(REQUIREMENT) Would you reproduce the entries exactly, including every line?

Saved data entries
PR #159, opened 2016-07-12
[WIP] Refactor: Go runs

DyerSituation:
Tests can be run in foreground. Example output:

```
Run 78949 is queued and is 0% complete
Run 78949 is validating and is 0% complete
Run 78949 is in_progress and is 0% complete
...
Run 78949 is in_progress and is 81% complete
Run 78949 is in_progress and is 81% complete
Run 78949 is in_progress and is 87% complete
...
Run 78949 is in_progress and is 100% complete
Run 78949 is now complete and has failed
The detailed results are available at https://app.rainforestqa.com/runs/78949
```

options also added.

TODO:
Specs

### DIFF
--- a/http_client.go
+++ b/http_client.go
@@ -10,6 +10,8 @@ import (
 
 var client = new(http.Client)
 
+type resourceResponse interface{}
+
 func checkAPIErr(err error) {
 	if err != nil {
 		log.Fatalf("API error: %v. Please contact Rainforest support.", err)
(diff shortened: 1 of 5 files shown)


rainforest-cli.go
```diff
@@ -7,13 +7,21 @@ import (
...
+	siteID              int
+	tags                string
+	testIDs             string
+	baseURL                       = "https://app.rainforestqa.com/api/1"
+	out                 io.Writer = os.Stdout
+	runTestInBackground bool
+
+	crowd               string
+	conflict            string
+	browsers            string //[]string
```
epaulet: What does this comment mean?

runner.go
```diff
@@ -65,5 +88,40 @@ func postRun(params *runParams) (resBody *runResponse) {
...
+
+		getRun(strconv.Itoa(runID), &response)
+
+		isFinalState := response.StateDetails.IsFinalState
+		state := response.State
+		currentPercent := response.CurrentProgress.Percent
+
+		if !isFinalState {
+			fmt.Printf("Run %v is %v and is %v%% complete\n", runID, state, currentPercent)
+			//TODO implement failfast
```
epaulet: Don't forget to do this.

shosti:
Build is failing, plz check.

http_client.go
```diff
@@ -87,3 +87,16 @@ func getBrowsers(url string, resBody *browsersResp) []byte {
 	checkAPIErr(err)
 	return data
 }
+
+func getRun(runID string, resBody *runResponse) {
+	req, err := http.NewRequest("GET", baseURL+"/runs/"+runID, nil)
+	checkPanicError(err)
```
shosti: This shouldn't panic, as it's bound to happen sometimes.

shosti: oh wait, nvm

rainforest-cli.go
```diff
@@ -7,13 +7,22 @@ import (
...
+	out                 io.Writer = os.Stdout
+	runTestInBackground bool
+	failfast            bool
+
+	crowd               string
+	conflict            string
+	browsers            string
+	description         string
+	environmentID       int
+	testingNoForeGround bool
```
shosti: What is this?

http_client.go
```diff
@@ -87,3 +87,16 @@ func getBrowsers(url string, resBody *browsersResp) []byte {
...
+	addAuthHeaders(req)
+	res, err := client.Do(req)
+	checkAPIErr(err)
+	checkResponse(res)
+	data, err := ioutil.ReadAll(res.Body)
+	checkAPIErr(err)
+	err = json.Unmarshal(data, &resBody)
+	checkAPIErr(err)
```
shosti: Also it seems like most of this logic (request + error checking + unmarshaling) is common to all kinds of requests and should be abstracted away.

http_client.go
```diff
@@ -10,6 +10,8 @@ import (
 
 var client = new(http.Client)
 
+type resourceResponse interface{}
```
shosti: what is this? Shouldn't use `interface{}` without a good reason--what's the reasoning here?

shosti: OIC. I guess that makes sense, although I wouldn't typecast it like here (just use `interface{}` directly in the method that does the work).

runner_test.go
```diff
@@ -188,4 +200,58 @@ func TestRunByTestID(t *testing.T) {
 		createRun()
 		ts.Close()
 	}
+	runTestInBackground = tempTestInBackground
+}
+func TestRunInForeground(t *testing.T) {
+	var percent int
+	tempTestInBackground := runTestInBackground
+	runTestInBackground = false
+	ts := httptest.NewServer(http.HandlerFunc(func(w http.ResponseWriter, r *http.Request) {
```
shosti: This testing method looks good overall, but there are a couple minor issues:

1. It's very long (to the point where it's hard to read all at once). Try moving some stuff into helper functions.
2. I haven't run it, but it seems like the delay might happen in the test. It's never a good idea to have `sleep`s in your tests since it slows them down unnecessarily; you might want to move the polling interval into a global variable or something.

(RESPONSE TO THIS TASK)
PR #159, opened 2016-07-12
[WIP] Refactor: Go runs

DyerSituation:
Tests can be run in foreground. Example output:

```
Run 78949 is queued and is 0% complete
Run 78949 is validating and is 0% complete
Run 78949 is in_progress and is 0% complete
...
Run 78949 is in_progress and is 81% complete
Run 78949 is in_progress and is 81% complete
Run 78949 is in_progress and is 87% complete
...
Run 78949 is in_progress and is 100% complete
Run 78949 is now complete and has failed
The detailed results are available at https://app.rainforestqa.com/runs/78949
```

options also added.

TODO:
Specs

### DIFF
--- a/http_client.go
+++ b/http_client.go
@@ -10,6 +10,8 @@ import (
 
 var client = new(http.Client)
 
+type resourceResponse interface{}
+
 func checkAPIErr(err error) {
 	if err != nil {
 		log.Fatalf("API error: %v. Please contact Rainforest support.", err)
(diff shortened: 1 of 5 files shown)


rainforest-cli.go
```diff
@@ -7,13 +7,21 @@ import (
...
+	siteID              int
+	tags                string
+	testIDs             string
+	baseURL                       = "https://app.rainforestqa.com/api/1"
+	out                 io.Writer = os.Stdout
+	runTestInBackground bool
+
+	crowd               string
+	conflict            string
+	browsers            string //[]string
```
epaulet: What does this comment mean?

runner.go
```diff
@@ -65,5 +88,40 @@ func postRun(params *runParams) (resBody *runResponse) {
...
+
+		getRun(strconv.Itoa(runID), &response)
+
+		isFinalState := response.StateDetails.IsFinalState
+		state := response.State
+		currentPercent := response.CurrentProgress.Percent
+
+		if !isFinalState {
+			fmt.Printf("Run %v is %v and is %v%% complete\n", runID, state, currentPercent)
+			//TODO implement failfast
```
epaulet: Don't forget to do this.

shosti:
Build is failing, plz check.

http_client.go
```diff
@@ -87,3 +87,16 @@ func getBrowsers(url string, resBody *browsersResp) []byte {
 	checkAPIErr(err)
 	return data
 }
+
+func getRun(runID string, resBody *runResponse) {
+	req, err := http.NewRequest("GET", baseURL+"/runs/"+runID, nil)
+	checkPanicError(err)
```
shosti: This shouldn't panic, as it's bound to happen sometimes.

shosti: oh wait, nvm

rainforest-cli.go
```diff
@@ -7,13 +7,22 @@ import (
...
+	out                 io.Writer = os.Stdout
+	runTestInBackground bool
+	failfast            bool
+
+	crowd               string
+	conflict            string
+	browsers            string
+	description         string
+	environmentID       int
+	testingNoForeGround bool
```
shosti: What is this?

http_client.go
```diff
@@ -87,3 +87,16 @@ func getBrowsers(url string, resBody *browsersResp) []byte {
...
+	addAuthHeaders(req)
+	res, err := client.Do(req)
+	checkAPIErr(err)
+	checkResponse(res)
+	data, err := ioutil.ReadAll(res.Body)
+	checkAPIErr(err)
+	err = json.Unmarshal(data, &resBody)
+	checkAPIErr(err)
```
shosti: Also it seems like most of this logic (request + error checking + unmarshaling) is common to all kinds of requests and should be abstracted away.

http_client.go
```diff
@@ -10,6 +10,8 @@ import (
 
 var client = new(http.Client)
 
+type resourceResponse interface{}
```
shosti: what is this? Shouldn't use `interface{}` without a good reason--what's the reasoning here?

shosti: OIC. I guess that makes sense, although I wouldn't typecast it like here (just use `interface{}` directly in the method that does the work).

runner_test.go
```diff
@@ -188,4 +200,58 @@ func TestRunByTestID(t *testing.T) {
 		createRun()
 		ts.Close()
 	}
+	runTestInBackground = tempTestInBackground
+}
+func TestRunInForeground(t *testing.T) {
+	var percent int
+	tempTestInBackground := runTestInBackground
+	runTestInBackground = false
+	ts := httptest.NewServer(http.HandlerFunc(func(w http.ResponseWriter, r *http.Request) {
```
shosti: This testing method looks good overall, but there are a couple minor issues:

1. It's very long (to the point where it's hard to read all at once). Try moving some stuff into helper functions.
2. I haven't run it, but it seems like the delay might happen in the test. It's never a good idea to have `sleep`s in your tests since it slows them down unnecessarily; you might want to move the polling interval into a global variable or something.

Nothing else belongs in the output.